What happens after med error?

  1. 0
    I was reading another post about a nurse who made a med error. It got me thinking about my new job as an LPN and how easy it really is to make an error and how easy it would be to not report it.
    So, what happens to the nurse who does report an error? What about the patient?
    I have oriented for 2 days and will have 2 more days before I am on my own. There is so much info to learn for the day to day stuff. How will I ever know what to do if something out of the ordinary, like a med error, happens?

    (deep breath)

    But, so far, I really like my job. Great coworkers really make all the difference.
  2. 13 Comments so far...

  3. 0
    Relax!!

    If you find a med error, report it. Ask how you need to to this in your facility. We have a med error form and an incident report that we do. Behonest. Notify the resident, family, doc and pharmac. (DON might need to notify the state too). Monitor the pt for any adverse reactions. If you aren't sure what to look for, the doc or pharmacist will let you know.
    When you report a med error..they should be tracked. Someone should figure out why it happened and how to prevent another one. Was it a transcription error? Error from pharmacy? From this, the person making the error or the whole staff might be inserviced on this mistake.
    Technically...giving a med late is a med error.....but that is a whole other thread...
  4. 0
    Quote from natrgrrl
    I was reading another post about a nurse who made a med error. It got me thinking about my new job as an LPN and how easy it really is to make an error and how easy it would be to not report it.
    So, what happens to the nurse who does report an error? What about the patient?
    I have oriented for 2 days and will have 2 more days before I am on my own. There is so much info to learn for the day to day stuff. How will I ever know what to do if something out of the ordinary, like a med error, happens?

    (deep breath)

    But, so far, I really like my job. Great coworkers really make all the difference.
    Just be careful as many drugs sound and are simiarly spelled as well. Some meds that sound alike are in both a pt's drawer and in the narc drawer, so just be aware.
  5. 6
    The national statistics on the number of medication errors made every day is scary.
    Even with the 5 rights and doing things exactly by the book it is still possible to make an error and there is not one nurse out there who hasn't made one. We all do or will and the thing to hope for is that there was no harm.
    Reporting the med error should not be a punitive thing. Report it factually. Most facilities have a form to use. DO NOT write in the nurses' note that a med error was made. You should chart: Lasix 20 mg order. Lasix 40 mg given. MD notified. No new orders. Patient stable.
    Sometimes it's a systems error and your reporting it could fix the system. I had to do the med pass one day when I was the day supervisor. It was on a very busy sub acute floor. The meds were written for 8am and 9am. Off I went. I got to the last room at about 9:30....oops...that patient was supposed to get a Fosamax at 7am before breakfast. How would I, or someone else not familiar with the residents, know that?
    So I wrote up the med error report and came up with a new system. Any early med or any med given outside the normal pass would be written on an index card on the front on the med book. System fixed and the resident suffered no harm.

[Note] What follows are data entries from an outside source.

PR #76, opened 2017-11-20
adapt to OCaml 4.06 changes to AST

damiendoligez:
There was a small change to the AST in OCaml 4.06. This changes the `gen_js_api` source accordingly.


sbriais:
Many thanks!

PR #83, opened 2019-06-22
Port to dune & ocaml-migrate-parsetree

jchavarri:
This is an attempt (in a very early stage) to port gen_js_api to use dune + ocaml-migrate-parsetree, so it can be more easily consumed by other projects and benefit from the advantages of omp drivers.

The ppx is compiling as a driver already, but the PR is far from done. There are several tasks remaining, which I'm not sure how to solve, but sharing them here in case anyone can offer any advice or guidance:

- Fix `Unimplemented Javascript primitive caml_pure_js_expr!` errors when consuming the ppx from other projects. It seems that `ojs.ml` makes use of externals that are defined in js_of_ocaml, so there must be missing `.js` files or libraries that belong to the js_of_ocaml compiler that would need to be linked together with the ppx lib. I'm not sure how this can be solved.
- Move the standalone binary logic (command line arguments handling etc) to `/bin`
- Update examples so they build with dune as well
- Update documentation to reflect changes
- Release tasks (version upgrade etc)


jchavarri:
Some notes after discussing about this with @rgrinberg on Discord:

```
(library
  (name gen_js_api)
  (public_name gen_js_api.ppx)
  (libraries js_of_ocaml ocaml-migrate-parsetree)
  (c_names ojs_runtime_stubs)
  (js_of_ocaml
    (javascript_files ojs_runtime.js))
  (kind ppx_rewriter))
```

> This seems wrong to me. why would a rewriter ever include jsoo runtime files?
A rewriter can only be ran in native/bytecode. The ppx stack does not work in JS. At least not yet

> you should not use js_of_ocaml when defining your process:
this cannot work b/c this introduces runtime primtives that only work in the browser

> you shouldn't ojs_runtime.js as a js runtime file for your rewriter:
Rewriters cannot use or run any JS code. the ojs_runtime.js should be moved to its own library (gen_js_api.runtime sounds like a good name to me) and added as a ppx_runtime_libraries for your rewriter

> > but isn't the rewriter responsible of declaring it as dep then? it seems fragile otherwise

> Indeed. ppx_runtime_libraries is the mechanism for this.

nojb:
Hello, this project is used internally at LexiFi and we would rather not depend on `ocaml-migrate-parsetree` for the time being. Instead of doing as in your PR, I would suggest simply separating the "driver" code from `gen_js_api.ml` (the part that you commented out) into a different module and expose the ppx mapper as a library so that integration with OMP can be done by an external project.

@sbriais and @alainfrisch may have other suggestions.

hhugo:
- Is there any objection against switching to dune ?

- What is the rational for not depending on ocaml-migrate-parsetree ? The reason I ask is that I was thinking about switching to ppxlib (which relies on ocaml-migrate-parsetree). Ppxlib allows some nice checks, like checking for unused attributes (because of typos).

nojb:
> * Is there any objection against switching to dune ?
> * What is the rational for not depending on ocaml-migrate-parsetree ? The reason I ask is that I was thinking about switching to ppxlib (which relies on ocaml-migrate-parsetree). Ppxlib allows some nice checks, like checking for unused attributes (because of typos).

Hi @hhugo, thanks for your questions. The main issue is that internally we build on Windows and use `omake`. This means no `opam` and no `ocamlfind` (for different reasons) which means additional third-party dependencies need to have a good justification :)

Having said that we are trying to migrate to `dune` which would make all this much easier.

Going back to your question, since `gen_js_api` is a rather small project, do you think it would be possible to arrange things so that a "ppxlib" driver can be written separately while maintaining the possibility of compiling without it, like it is done today? (I have never used ppxlib myself) Similarly, I think adding some `dune` files is OK as long as we can continue to build without it.

nojb:
See #86

PR #86, opened 2019-07-31
introduce a new lib: gen_js_api_ppx

hhugo:
This change aims at making future integration with ppxlib & ocaml-migrate-parsetree easier.


nojb (approved):
Looks good. Do you mind moving the `ppx` directory to the toplevel and maybe renaming the `src` directory `lib` or `runtime` to keep a flatter directory structure? (am not sure what is the canonical layout for ppx's).

Also, if you switch to dune then we don't need to keep the Makefiles anymore as we don't use them internally.

Thanks!

hhugo:
I'm going to flatten the directory structure together with the switch to dune.
Please wait a few days

nojb:
> I'm going to flatten the directory structure together with the switch to dune.
> Please wait a few days

OK, are you going to do that as part of this PR or shall we merge this one first?

hhugo:
If you're happy reviewing a single bigger PR. We could do everything in  
https://github.com/LexiFi/gen_js_api/pull/87

nojb:
> If you're happy reviewing a single bigger PR. We could do everything in
> #87

Sure.

PR #87, opened 2019-08-01
Switch to dune

hhugo:
Replace https://github.com/LexiFi/gen_js_api/pull/83
- [x] switch existing libraries to dune
- [x] introduce gen_js_api_ppx_lib and gen_js_api_ppx_driver
- [x] switch examples to dune
- [x] delete old makefiles 
- [x] add package description
- [x] verify the list of installed files
- [x] verify generated META
- [x] update doc


hhugo:
cc @jchavarri

hhugo:
@nojb, should be ready for review.

.gitignore
```diff
@@ -10,4 +10,7 @@
 *.exe
 examples/*/*.js
 examples/test/test_bindings.ml
-src/gen_js_api
+src/ppx/bin/gen_js_api
```
nojb: I guess all the above are no longer needed ?

lib/dune
```diff
@@ -0,0 +1,10 @@
+(library
+  (name gen_js_api)
+  (public_name gen_js_api)
+  (synopsis "Runtime support for gen_js_api")
+  (libraries)
```
hhugo, line 5: Adding a dependencies on js_of_ocaml would probably be more accurate as gen_js_api depends on stubs provided by js_of_ocaml. @nojb, any opinion ?

nojb (approved):
Looks good. Have you checked if the `ocamlfind` instructions in `INSTALL_AND_USE.md` continue to be valid? Thanks!

lib/dune
nojb: Does adding this dependency have any observable difference for users of the library, apart from requiring them to install `js_of_ocaml`?

hhugo:
> Looks good. Have you checked if the ocamlfind instructions in INSTALL_AND_USE.md continue to be valid? Thanks!

Still works.

lib/dune
hhugo: When compiling js from a bytecode executable, the linker will hopefully not link any of the js_of_ocaml unit as they won't be referenced anywhere (but with -linkall).

When doing separate compilation, the js_of_ocaml units will be included.

nojb:
This is ready for merging on my side. Anything left to do on your side?

hhugo:
I've got one more commit that enable the default set of warnings https://github.com/hhugo/gen_js_api/commit/31807483d849af84b1cc26b744794a0dbad23062. Will open another PR once this one is merged.

lib/dune
nojb: > When doing separate compilation, the js_of_ocaml units will be included.

Will this be the case if "implicit transitive deps" in dune is false ?

hhugo: I would assume so.

nojb: Ok, I don't feel strongly about this, add the dependency if you think so. Otherwise we can merge directly.

hhugo: An alternative would be to generate dummy stubs similar to what jsoo does 
```
(rule
 (targets js_of_ocaml_stubs.c)
 (deps (glob_files *.ml))
 (mode promote)
 (action (with-stdout-to %{targets}
          (run ./gen_stubs/gen_stubs.exe %{deps}))))
```

nojb: Indeed; PRs always welcome :)
Another approach would be to have `dune` pass `-no-check-prims` when an executable is compiled only in js mode.
Anyway, I think the PR is ready to be merged; improving this point can be done in a separate PR.
Shall we merge?

hhugo: Please do

PR #89, opened 2019-08-02
Update the opam file

hhugo:
Note that with theses changes, one should be able to use `dune-release` to release new versions.

### DIFF
--- a/gen_js_api.opam
+++ b/gen_js_api.opam
@@ -12,9 +12,10 @@ license: "MIT"
 dev-repo: "git+https://github.com/LexiFi/gen_js_api.git"
 build: [["dune" "build" "-p" name "-j" jobs]]
 depends: [
-  "ocaml" {>= "4.06.0" & < "4.09.0"}
+  "ocaml" {>= "4.06.0"}
   "dune" {build & >= "1.11"}
   "js_of_ocaml"  {>= "3.1.0"}
+  "ocaml-migrate-parsetree" {>= "1.4.0"}
 ]
 synopsis: "Easy OCaml bindings for Javascript libraries"
 description: """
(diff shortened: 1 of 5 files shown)


gen_js_api.opam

My co-workers thought I was crazy for writting myself up but it fixed the problem. The nurses from the other units and the agency nurses found it extremely helpful to have the index card there.
    Good luck with your career and please, if you make a med error, don't beat yourself up. You're only human.
    IowaKaren, SuesquatchRN, caliotter3, and 3 others like this.
  6. 0
    In my facility - DON, family, res (if capable), MD are notified, and a report is filled out.
  7. 1
    Just be sure if you make a med error, assess the patient to determine if any adverse effects, notify Dr of error. And above all, if you were not the one who made the error, when completing med error form do a complete investigation of all facts and previous documentation, before turning it into your supervisor. Good luck on your new job!
    natrgrrl likes this.
  8. 0
    This is an awful feeling! I made a med error this morning and told the CNL after it happened and just felt so stupid. Really wanted to throw in the towel. The wrong med was in the Pyxis drawer....of course, still my fault. Pt. will be fine, thank goodness, but just feel like I should have known better. Definitely a lessoned learned.
  9. 0
    Quote from mkk1019
    This is an awful feeling! I made a med error this morning and told the CNL after it happened and just felt so stupid. Really wanted to throw in the towel. The wrong med was in the Pyxis drawer....of course, still my fault. Pt. will be fine, thank goodness, but just feel like I should have known better. Definitely a lessoned learned.
    It takes awhile to become familiar with drugs and their appearance, but you will be "old hat" at it in no time.
    Maybe slow down, and if you are not sure it never hurts to ask no matter how much experience you have....just never get too sure, but you can't worry about everything either. The longer you are a nurse, the more you learn little tricks that defintely stay with you.
  10. 0
    You should ask your supervisor how this is handled in your facility. You might find out though, that your co-workers support an atmosphere where med errors are "covered up". If this is the case, then you will have to think about your ability to fight the tide and do what is right. When I worked in LTC, I found that the nurses just routinely overlooked med errors. With one exception. There was one nurse who committed med errors deliberately and then accused other nurses of the error. She was terminated when one of her actions caused a patient's death. Be very careful about your own med pass practices and always double check everything. Remember that getting in a hurry is very often the underlying cause of med errors. Take the time to make certain you are doing it right. Good luck with your new job.
  11. 1
    Report it!!! In one hospital here, the facility put in hidden cameras (in the med cart!) and caught so many unreported med errors. I always respect my nurses who are honest. Of course please try to minimize them by being super cautious when you prepare and distribute the meds. Always remember the 5 rights of med adm. (right time, dose, medication, patient and route...). Never allow yourself to be distracted during med prep- dont answer phones, find a quiet place, etc.
    I really respect nurses who come and tell me that they are tired from their work schedule and are afraid of making mistakes...
    If we can't be honest- what good are we!!
    queen777 likes this.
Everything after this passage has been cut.